Following the conclusion of the defence case, the prosecution will then address the court and state its case, putting forward that the offences charged against the accused have been proven beyond a reasonable doubt.

The criminal defence lawyer will then provide their closing address, during which they will submit why the jury should find that the prosecution has failed to prove its case.

The summing up

The judge will give his or her summing up of the case, which is a summary of what has transpired in the court. And while the judge may express views on matters, they should in no way influence the jury.

The judge will then provide directions to the jury, which will involve discussion of laws that are relevant to the case only. The judge will explain how these laws apply to the offences that the accused has been charged with.

The role of the jury

After the judge has finished, the jury will be asked to retire and consider its verdict. If they are unable to reach a verdict after a significant amount of time has transpired, the judge will give a ‘Black direction’ asking them to take their time and consider the evidence with an open mind. If the jury is still deadlocked, the judge can direct that a majority verdict may be given, which is when all but one of the jurors are in agreement.

If the jury is able to reach a verdict, the court will reconvene and a foreperson who has been selected by the jury itself, will stand and in response to the judge’s questioning deliver either a guilty or not guilty verdict.

If the jury is still deadlocked, a hung jury may be declared in which case the case will come to an end.

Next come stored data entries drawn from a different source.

PR #304, opened 2021-03-10
Support only testing components affected by recent git changes

ghengeveld:
This feature is currently in closed beta.

- [x] Add `--only-changed` CLI flag
- [x] Trace affected story files based on changed git files since baseline
- [x] Use previous baseline for re-runs
- [x] Bail if global/config/static files are affected
- [x] Skip build (early exit) on zero changed files
- [x] Skip build (mutation) on zero affected story files
- [x] Rename `baselineCommits` to `parentCommits`
- [x] For `--only-changed`, retrieve actual baseline commits to determine changed files


bin/lib/parseArgs.js
```diff
@@ -22,6 +22,7 @@ export default function parseArgs(argv) {
       --exit-zero-on-changes [branch]  If all snapshots render but there are visual changes, exit with code 0 rather than the usual exit code 1. Only for [branch], if specified. Globs are supported via picomatch.
       --ignore-last-build-on-branch <branch>  Do not use the last build on this branch as a baseline if it is no longer in history (i.e. branch was rebased). Globs are supported via picomatch.
       --only <storypath>  Only run a single story or a subset of stories. Story paths typically look like "Path/To/Story". Globs are supported via picomatch. This option implies --preserve-missing.
```
tmeasday, line 24:
```suggestion
      --only <storypath>  Only run a single story or a subset of stories. Story paths typically look like "Path/To/Story". Globs are supported via picomatch. All other snapshots will be inherited from the prior commit.
```

bin/lib/parseArgs.js
```diff
@@ -22,6 +22,7 @@ export default function parseArgs(argv) {
       --exit-zero-on-changes [branch]  If all snapshots render but there are visual changes, exit with code 0 rather than the usual exit code 1. Only for [branch], if specified. Globs are supported via picomatch.
       --ignore-last-build-on-branch <branch>  Do not use the last build on this branch as a baseline if it is no longer in history (i.e. branch was rebased). Globs are supported via picomatch.
       --only <storypath>  Only run a single story or a subset of stories. Story paths typically look like "Path/To/Story". Globs are supported via picomatch. This option implies --preserve-missing. 
+      --only-changed [branch]  Only run stories affected by files changed since the baseline build. Only for [branch], if specified. Globs are supported via picomatch.
```
tmeasday, line 25:
```suggestion
      --only-changed [branch]  Only run stories affected by files changed since the baseline build. Only for [branch], if specified. Globs are supported via picomatch. All other snapshots will be inherited from the prior commit.
```

bin/lib/getOptions.js
```diff
@@ -41,7 +42,7 @@ export default async function getOptions({ argv, env, flags, log, packageJson })
     exitZeroOnChanges: flags.exitZeroOnChanges === '' ? true : flags.exitZeroOnChanges,
     exitOnceUploaded: flags.exitOnceUploaded === '' ? true : flags.exitOnceUploaded,
     ignoreLastBuildOnBranch: flags.ignoreLastBuildOnBranch,
-    preserveMissingSpecs: flags.preserveMissing || !!flags.only,
+    preserveMissingSpecs: flags.preserveMissing || !!flags.only || flags.onlyChanged !== undefined,
```
tmeasday, line 45: This is now done automatically by the backend, `preserveMissingSpecs` actually has a slightly different effect (e.g. you can't remove stories any more!).

bin/tasks/gitInfo.js
```diff
@@ -72,11 +73,27 @@ export const setGitInfo = async (ctx, task) => {
...
+  // determine affected story files later.
+  // In the unlikely scenario that this list is empty (and not a rebuild), we can skip the build
+  // completely, since we know for certain it wouldn't have any effect.
+  if (baselineCommits.length && matchesBranch(ctx.options.onlyChanged)) {
+    const results = await Promise.all(baselineCommits.map((c) => getChangedFiles(c)));
+    ctx.git.changedFiles = [...new Set(results.flat())].map((f) => `./${f}`);
+    ctx.log.debug(`Found changedFiles:\n${ctx.git.changedFiles.map((f) => `  ${f}`).join('\n')}`);
+    if (ctx.git.changedFiles.length === 0) {
+      ctx.skip = true;
+      transitionTo(skippedRebuild, true)(ctx, task);
```
tmeasday, line 91: Should this transition to `skippedForCommit`? What does `skippedRebuild` do?

In this case you would want to mark the commit as successful, ie call the `skipBuild` mutation. Maybe it is better to let this fall out naturally from calling `getDependentStoryFiles` with an empty list of files?

scripts/trim-stats-file.js
```diff
@@ -0,0 +1,39 @@
...
+    JSON.stringify({ modules: trimmedModules }, null, 2)
+      .replace(/{\n {10}/g, '{ ')
+      .replace(/\n {8}}/g, ' }')
+  );
+
+  // eslint-disable-next-line no-console
+  console.log(`Wrote ${targetFile}`);
+};
+
+main();
```
tmeasday, line 39: What is the purpose of this script?

bin/tasks/build.js
```diff
@@ -36,6 +40,8 @@ export const setSpawnParams = (ctx) => {
       isYarn ? '' : '--',
       '--output-dir',
       ctx.sourceDir,
+      ctx.git.changedFiles && webpackStatsSupported && '--webpack-stats-json',
+      ctx.git.changedFiles && webpackStatsSupported && ctx.sourceDir,
```
tmeasday, line 44:
```suggestion
      ...(ctx.git.changedFiles && webpackStatsSupported ? ['--webpack-stats-json', ctx.sourceDir] : []),
```

bin/tasks/gitInfo.js
```diff
@@ -52,31 +60,61 @@ export const setGitInfo = async (ctx, task) => {
...
+  // In the unlikely scenario that this list is empty (and not a rebuild), we can skip the build
+  // since we know for certain it wouldn't have any effect. We do want to tag the commit.
+  if (parentCommits.length && matchesBranch(ctx.options.onlyChanged)) {
+    const baselineCommits = await getBaselineCommits(ctx, { branch, parentCommits });
+    ctx.log.debug(`Found baselineCommits: ${baselineCommits.join(', ')}`);
+
+    try {
+      const results = await Promise.all(baselineCommits.map((c) => getChangedFiles(c)));
+      ctx.git.changedFiles = [...new Set(results.flat())].map((f) => `./${f}`);
+      ctx.log.debug(`Found changedFiles:\n${ctx.git.changedFiles.map((f) => `  ${f}`).join('\n')}`);
```
tmeasday, line 99:
```suggestion
      // Find the union of all the changes since each baselineCommit.
      // If a file has been modified since one side of a merge but not the other, we don't know which
      // side contains the baseline, so we need to be conservative and assume it has changed since the baseline.
      const results = await Promise.all(baselineCommits.map((c) => getChangedFiles(c)));
      ctx.git.changedFiles = [...new Set(results.flat())].map((f) => `./${f}`);
      ctx.log.debug(`Found changedFiles:\n${ctx.git.changedFiles.map((f) => `  ${f}`).join('\n')}`);
```

tmeasday:
What's going on here? 
image

You added a bunch of stories in this PR right?

bin/tasks/gitInfo.js
ghengeveld: Technically, we could determine the changes for each commit individually. I don't think that's worthwhile though.
I've now implemented this such that we select the most recently committed baseline build as "the baseline" to determine the build status from. Or should we look at the build statuses instead?

bin/git/git.js
```diff
@@ -63,6 +63,21 @@ const TesterHasBuildsWithCommitsQuery = gql`
   }
 `;
 
+const TesterBaselineCommitsQuery = gql`
+  query TesterBaselineCommitsQuery($branch: String!, $parentCommits: [String!]!) {
+    app {
+      baselineBuilds(branch: $branch, parentCommits: $parentCommits) {
+        number
+        status
```
tmeasday, line 71: Needs `legacy:false`!!

ghengeveld: That is such a gotcha 🤦‍♂️

tmeasday: IKR. I'm not sure what we can do about it, beyond renaming the field entirely.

The prosecuting body will then need to decide whether to conduct as retrial.

Sentencing procedures

If the jury finds the accused guilty, a sentencing hearing will follow. If the judge requires a full pre-sentence report, it can take up to six to eight weeks before the hearing takes place. Otherwise, sentencing can happen at any time following the reading of the verdict.

In the case of Michael Cranston a few weeks back, the accused was able to walk out of court a free man. Following his acquittal, his former ATO director Tania Waterhouse called him up and offered him a contract as a tax consultant at her law firm.